- League: LNB Pro A
- Sport: Basketball
- Games: 306 (regular season)
- Teams: 18
- TV partner: Sport+

Regular Season
- Top seed: Roanne
- Season MVP: Dewarick Spencer (Roanne) Cyril Julian (Nancy)
- Top scorer: Dewarick Spencer (Roanne)

2006-07 Finals
- Champions: Roanne
- Runners-up: Nancy

LNB Pro A seasons
- 2005–062007–08 →

= 2006–07 Pro A season =

The 2006–07 LNB Pro A season was the 85th season of the French Basketball Championship and the 20th season since inception of the Ligue Nationale de Basketball (LNB) . The regular season started on September 23, 2006 and ended on April 27, 2007. The play-offs were held from May 15, 2007 till June 2, 2007.

Roanne, after finishing at the second top seed of the regular season, won its second French Pro A League title by defeating Nancy in playoffs final (81-74).

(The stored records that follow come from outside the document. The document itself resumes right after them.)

PR #915, opened 2025-11-18
add `@AutoClose`

### LINKED ISSUE #876: AutoCloseable beans
I've recently been trying out Spring for the first time, in order to get Hibernate Data Repositories working with it. To my surprise, Spring's support for dependency injection is on the whole quite inelegant and still, after all these years, lacking in type safety compared to CDI. It looks like at one point in history they basically just put a veneer of annotations over their old XML stuff, and then sorta left it at that. The annotations themselves are a real hodgepodge strewn about various packages, with quite bad naming, For example, their equivalent of `@Produces` is called `@Bean` and has seven weird and messy-looking members, most of them stringly-typed.

But there is so far _one single thing_ I've run into that I liked, and that is missing in CDI.

It seems that by default Spring will automatically call the `close()` method of any bean which implements `AutoCloseable`.  In CDI I would have two options:

1. declare a `@PreDestroy` method if it's a regular bean, or
2. write a `@Disposes` method if it's a producer method.

Option 1 is in general completely fine, and arguably `@PreDestroy` is easier than implementing `AutoCloseable`. But option 2 for producer methods is actually significantly worse, since it's very common that the object returned by a producer method is defined by a library or framework, and _already_ implements `AutoCloseable`. For example, Hibernate's `StatelessSession`, or whatever.

I think there should be some way to indicate to CDI that it should treat the `close()` method as a `@PreDestroy` callback. Ideally this would be automatic, but that would break backward compatibility, so I guess we need some sort of annotation for that. I'm not sure of the best way to expose that, but perhaps something like this is OK, if not perfect:

```java
@Produces @Closeable @TransactionScoped
StatelessSession statelessSession(SessionFactory factory) {
    return factory.openStatelessSesssion();
}
```

Does anyone have a better idea?

Ladicek:
Fixes #876

### DIFF
--- a/spec/src/main/asciidoc/core/spi_full.asciidoc
+++ b/spec/src/main/asciidoc/core/spi_full.asciidoc
@@ -36,6 +36,7 @@ public interface BeanAttributes<T> {
     public boolean isAlternative();
     public boolean isReserve();
     public boolean isEager();
+    public boolean isAutoClose();
 }
 ----
 
@@ -43,6 +44,7 @@ public interface BeanAttributes<T> {
 * `isAlternative()` must return `true` if the bean is an alternative, and `false` otherwise.
 * `isReserve()` must return `true` if the bean is a reserve, and `false` otherwise.
 * `isEager()` must return `true` if the bean is eagerly initialized, and `false` otherwise.
+* `isAutoClose()` must return `true` if the bean is auto-closeable, and `false` otherwise.
 
 The interface `jakarta.enterprise.inject.spi.Bean` defines everything the container needs to manage instances of a certain bean.
 
@@ -182,11 +184,11 @@ public interface Producer<T> {
 }
 ----
 
-For a `Producer` that represents a class:
+For a `Producer` that represents a managed bean:
 
-* `produce()` calls the constructor annotated `@Inject` if it exists, or the constructor with no parameters otherwise, as defined in <<instantiation>>, and returns the resulting instance. If the class has interceptors, `produce()` is responsible for building the interceptors and decorators of the instance.
+* `produce()` calls the constructor annotated `@Inject` if it exists, or the constructor with no parameters otherwise, as defined in <<instantiation>>, and returns the resulting instance. If the bean has interceptors or decorators, `produce()` is responsible for building the interceptors and decorators of the instance.
 The instance returned by `produce()` may be a proxy.
-* `dispose()` does nothing.
+* `dispose()` only does one thing: if the bean is auto-closeable and the class of the contextual instance of the bean implements `AutoCloseable`, the `close()` method is called on the instance.
 * `getInjectionPoints()` returns the set of `InjectionPoint` objects representing all injected fields, bean constructor parameters and initializer method parameters.
 
 
@@ -194,6 +196,7 @@ For a `Producer` that represents a producer method or field:
 
 * `produce()` calls the producer method on, or accesses the producer field of, a contextual instance of the bean that declares the producer method, as defined in <<producer_or_disposer_methods_invocation>>.
 * `dispose()` calls the disposer method, if any, on a contextual instance of the bean that declares the disposer method, as defined in <<producer_or_disposer_methods_invocation>>, or performs any additional required cleanup, if any, to destroy state associated with a resource.
+Then, if the bean is auto-closeable and the class of the contextual instance of the bean implements `AutoCloseable`, the `close()` method is called on the instance.
 * `getInjectionPoints()` returns the set of `InjectionPoint` objects representing all parameters of the producer method.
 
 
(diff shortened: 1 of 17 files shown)


Ladicek:
Rebased. I left the commits intact for further discussion, but still intend to squash them before merging.

Azquelt (approved):

Ladicek:
Squashed the commits. This is now ready.

spec/src/main/asciidoc/core/spi_full.asciidoc
```diff
@@ -36,13 +36,15 @@ public interface BeanAttributes<T> {
     public boolean isAlternative();
     public boolean isReserve();
     public boolean isEager();
+    public boolean isAutoClose();
```
manovotn, line 39: We should update the `BeanAttributesConfigurator` section similarly

manovotn (commented):
One silly question - if I have a managed bean using this feature, is the `close()` method call intercepted? I.e. is it a business method invocation? I think it's not but we might want to make that clear?

And another one - what about exceptions coming from `close()`? For example `@PreDestroy` methods have some guidance (and even TCK test) in this regard. At least their javadoc says:

> If the method throws an unchecked exception it is ignored by the container.

Should we have something similar (obviously accounting for checked exceptions in this case)? To make sure the instance is destroyed properly and so are any dependents? Or do we want to leave it as-is and just propagate it?

Ladicek:
> One silly question - if I have a managed bean using this feature, is the `close()` method call intercepted? I.e. is it a business method invocation? I think it's not but we might want to make that clear?

Great point! I admit I didn't think of this. We currently don't specify that this should be a business method invocation, but the method is called by the container and so the fallback in [7.2. Container invocations and interception](https://jakarta.ee/specifications/cdi/4.1/jakarta-cdi-spec-4.1.html#biz_method) applies and the invocation is _not_ a business method invocation.

But I guess it should be, like most other things invoked by the container after the bean has been constructed. Except, hmm, at the point we call `close()`, the bean has been destroyed (although its dependent instances were not), so intercepting doesn't make too much sense...

In any case, we should specify it explicitly. Any ideas?

Similarly: is it possible to _decorate_ `close()`? :-)

> And another one - what about exceptions coming from `close()`? For example `@PreDestroy` methods have some guidance (and even TCK test) in this regard. At least their javadoc says:
> 
> > If the method throws an unchecked exception it is ignored by the container.
> 
> Should we have something similar (obviously accounting for checked exceptions in this case)? To make sure the instance is destroyed properly and so are any dependents? Or do we want to leave it as-is and just propagate it?

`Contextual.destroy()` must not throw per the specification (see [6.1. The `Contextual` interface](https://jakarta.ee/specifications/cdi/4.1/jakarta-cdi-spec-4.1.html#contextual)) and `AutoCloseable.close()` declares `throws Exception`, so the only possible implementation is to catch any possible exceptions thrown by `close()` and swallow them (possibly logging a warning).

I explain this in the newly added method `Bean.destroy()` (which overrides `Contextual.destroy()`), but we might want to add a note to the spec somewhere...? Or at least add something to the `@AutoClose` javadoc.

manovotn:
> But I guess it should be, like most other things invoked by the container after the bean has been constructed. Except, hmm, at the point we call close(), the bean has been destroyed (although its dependent instances were not), so intercepting doesn't make too much sense...

Exactly.

> In any case, we should specify it explicitly. Any ideas?

I agree and I have no particular idea in mind, just wanted to bring it up for now :)
Perhaps a note in javadoc would suffice if it is otherwise implied by the 7.2 section.

EDIT: and we should also add a TCK test that will assert an interception does not take place in this case.

That said, I am not sure I understand how it is implied by the fallback in:

> We currently don't specify that this should be a business method invocation, but the method is called by the container and so the fallback in [7.2. Container invocations and interception](https://jakarta.ee/specifications/cdi/4.1/jakarta-cdi-spec-4.1.html#biz_method) applies and the invocation is not a business method invocation.

Do you mean that it is a lifecycle callback? 

> Similarly: is it possible to decorate close()? :-)

Same as with interception, so no :)

manovotn:
> I explain this in the newly added method Bean.destroy() (which overrides Contextual.destroy()), but we might want to add a note to the spec somewhere...? Or at least add something to the `@AutoClose` javadoc.

Ah, you're right, I missed that.
Though I agree that javadoc note would be welcome :+1:

Ladicek:
>That said, I am not sure I understand how it is implied by the fallback in:
> 
> > We currently don't specify that this should be a business method invocation, but the method is called by the container and so the fallback in [7.2. Container invocations and interception](https://jakarta.ee/specifications/cdi/4.1/jakarta-cdi-spec-4.1.html#biz_method) applies and the invocation is not a business method invocation.
> 
> Do you mean that it is a lifecycle callback?

No. I mean that section says:

> When the container invokes a method of a bean, the invocation may or may not be treated as a business method invocation:
>
> [list of situations when an invocation is/isn't business method invocation]
>
> A method invocation passes through method interceptors if, and only if, it is a business method invocation.
>
> Otherwise, the invocation is treated as a normal Java method call and is not intercepted by the container.

We don't specify that `close()` is a business method invocation, so it isn't business method invocation, therefore it isn't intercepted. But specifying whether it is/isn't a business method invocation _explicitly_ would be much better.

Azquelt:
Allowing a business method to be called after the pre-destroy lifecycle callback has fired feels like it may break assumptions in existing code. In particular, interceptors may do clean-up in a `@PreDestroy` method which would not allow an `@AroundInvoke` method to be called afterwards.

So I think the container calling `close()` should not be a business method invocation, as long as it occurs after `@PreDestroy`, and I agree we should state this explicitly.

Ladicek:
Added

> Invocations of `AutoCloseable.close()` on auto-closeable beans during destruction are not business method invocations.

Also added a note to the `@AutoClose` javadoc that exceptions thrown by `close()` during destruction are swallowed.

spec/src/main/asciidoc/core/spi_full.asciidoc
Ladicek: Good point! I actually forgot to mention `eager()` there, so I'll do that as well.

Ladicek: Done.

manovotn:
> Added
> 
> > Invocations of `AutoCloseable.close()` on auto-closeable beans during destruction are not business method invocations.
> 
> Also added a note to the `@AutoClose` javadoc that exceptions thrown by `close()` during destruction are swallowed.

Thank you :+1:

manovotn (approved):

Azquelt (approved):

== Promotion and relegation ==
Due to the change of the LNB Pro A league format from 18 clubs to 16 between the 2006–07 and 2007–08 seasons, only 1 club is promoted from 2006 to 2007 LNB Pro B league (French 2nd division) and 3 clubs are sent to 2007-08 Pro B league.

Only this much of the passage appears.